Shearwater service is about as good as it gets.
 
The only Suunto dive computer in 1988 would have been the SME-ML, I purchased one in 1989.View attachment 639610

Here ya go.... Just a quick search on duckduckgo

Screenshot_20210131-232901_Firefox.jpg


This model may have not been available to the US market. I purchased it in Israel
 
Suunto has had multiple recall settlements over the last few years and replaced faulty computers with brand new identical computers that were also faulty.
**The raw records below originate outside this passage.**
PR #12, opened 2019-12-04
Add fields and defaults for TCS, SigStruct

lkatalin:
Added fields to the TCS and SigStruct and some default implementations. Also a cargo fmt that seems to have adjusted some commas, etc.


lkatalin:
@npmccallum Let me know if this is closer to what you had in mind. I:

- Took out some implementations that may not be useful yet and just left `Default`s
- Used `default()` for fields that are zeros in structs that can't use `#[derive(Default)]`
- Used `#[derive(Default)]` for structs that can use it (i.e. ones without long arrays as fields)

There was at least one fatality due to this problem.

That's crazy however I checked the Consumer Product Safety Commission and all recalls are dated back to D9 & D6 from 2006 or the old version of the pod prior to 2013. None of the cases reported death.

Search

Do you have any additional info or a link to more recent info?
 
Interesting, I always thought the Suunto is the more conservative algorithm.
I like the idea of setting my own GFs although I'm fine with the suunto profiles
The Core runs Fused 2 RGBM. It can be configured to be more liberal than the RGBM. On personal setting P-2, it is very similar to DSAT or Buhlmann GF high 95
 
Here is one of the class action settlements, this is also the reason that Aqualung no longer uses Suunto as their dive computer manufacturer and switched to Pelagic. There was another one over faulty air pressure sensors which is where the fatality was. The woman's computer showed she still had air in her tank when it was empty and she drowned.
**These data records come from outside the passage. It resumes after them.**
PR #14, opened 2019-12-05
Split up sgx-sys into three crates

npmccallum:
sgx-types: low-level types from the SGX docs
  sgx-traits: high-level enclave API traits
     sgx-sys: implementation of the traits using ioctl()s


sgx-sys/src/lib.rs
```diff
@@ -12,80 +12,104 @@
...
+                size_of_val(&page),
+            )
+        };
+
+        let si = SecInfo::new(Perms::R | Perms::W, PageType::Tcs);
+        self.add_slice(&data, offset, Flags::MEASURE, si)
+            .map(|_| unsafe { Handle::new(offset) })
+    }
+
+    fn add_struct<T>(
```
lkatalin: I would like to understand a bit more about how this function `add_struct` differs from `add_slice` down below and the use cases for each. Why are they two separate functions? And why are they both different from `add_tcs`? I don't yet understand the different behavior we want to get from each (although I see the use of the new `Handle` and `Page<Size4k, _>`).

sgx-traits/src/lib.rs
```diff
@@ -0,0 +1,94 @@
...
+// limitations under the License.
+
+use std::marker::PhantomData;
+use std::io::Result;
+
+use sgx_types::{secs::Secs, tcs::Tcs, sigstruct::SigStruct};
+use sgx_types::secinfo::{SecInfo, Flags as Permissions};
+use bitflags::bitflags;
+
+/// An offset reference with neither read nor write capabilities
```
lkatalin: Was there more to this sentence?

sgx-traits/src/lib.rs
```diff
@@ -0,0 +1,94 @@
...
+
+impl<'h, T> Handle<'h, T> {
+    pub unsafe fn new(ptr: usize) -> Self {
+        Handle(ptr as u64, PhantomData)
+    }
+}
+
+bitflags! {
+    pub struct Flags: u64 {
+        const MEASURE = 1 << 0;
```
lkatalin: Where in the docs does this come from? I can't find a reference.

sgx-traits/src/lib.rs
```diff
@@ -0,0 +1,94 @@
...
+
+    fn new(secs: Secs) -> Result<Self>;
+
+    fn add_tcs(
+        &mut self,
+        tcs: Tcs,
+        offset: usize
+    ) -> Result<Handle<'b, Tcs>>;
+
+    fn add_struct<T>(
```
lkatalin: Same question here about the difference between `add_struct` and `add_slice`.

sgx-types/src/tcs.rs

Home | Suunto Dive Computer Settlement

Suunto settles scary scuba screwup for $50m: 'Faulty' dive computer hardware and software put explorers in peril
 
Here ya go.... Just a quick search on duckduckgo

View attachment 639625

This model may have not been available to the US market. I purchased it in Israel

I remember that computer, I believe it came out in the U.S. in the very early 90's. A lot of dive equipment came out in other countries before the U.S. back then, I purchased my Sherwood regulator in 1989, a year before it was released in the U.S.
 
Here is one of the class action settlements, this is also the reason that Aqualung no longer uses Suunto as their dive computer manufacturer and switched to Pelagic. There was another one over faulty air pressure sensors which is where the fatality was. The woman's computer showed she still had air in her tank when it was empty and she drowned.

Home | Suunto Dive Computer Settlement

Suunto settles scary scuba screwup for $50m: 'Faulty' dive computer hardware and software put explorers in peril

Interesting. The Cobra was one of the first models I looked at this round... The supposedly "cover up" attempt by Aqualung sound pretty scary.

I guess they don't make these computers as good as they used to. pretty sad.

That being said, and for the fairness, Suunto still gets pretty high percentage of positive reviews. It's a shame that the faulty products were mishandled - mostly by Aqualung Customer Service who continued to simply replacing them. They should have been red-flagged after the 2nd or 3rd replacement, specially if it happened in a short time.

If you look at any product reviews, you will almost always see about 5% of reviewers/purchasers who had incredibly bad experience with the product and rated it with 1-2 stars. Does this means you should not buy the product? It's tough question...at least for me....

I agree to the point that manufacturers of mission-critical equipment should be held to very high standards and accountability because people's life is at stake. But then again, aren't we the divers carry some of the responsibility to ensure our own safety too? Maybe carry some backup equipment?

I, for example, going to add an analog pressure gouge as a backup (Split the HP port) to my gear. I have been carrying a 2nd watch with depth gouge during my dives for ever.

Just my 2 cents.....:)
 
None of the cases reported death.

As I understand it, over in California some ambulance chasers convinced a judge that "she could have been still alive if only her computer would have displayed the correct number" is a good enough argument to sue the Evil Megacorp whose legal dept. took the cheaper way out and settled like everyone expected. AFAIK Suunto offered free testing and replacement to users living in the jurisdiction where the above lawsuit took place, but nowhere else, which to me suggest the failure rate may be well within the vendor's specs and the whole thing is a typical "only in America" class-action lawsuit story.